## WORK TASK
Give the number of lines in the data that hold the word "mileo", and nothing else.

Stored items

· · ·

PR #969, opened 2021-07-12
[12.0][IMP] stock_picking_invoicing: add action_invoice_draft method

marcelsavegnago:
When the invoice is canceled the picking status is changed to 2binvoiced. Therefore, I added the method that when returning the invoice to the draft status, the system returns the picking to the Invoiced status.

ping @mileo @renatonlima @rvalyi


mileo (approved):
LGTM

rvalyi (approved):
good one @marcelsavegnago !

· · ·

## THE ANSWER
2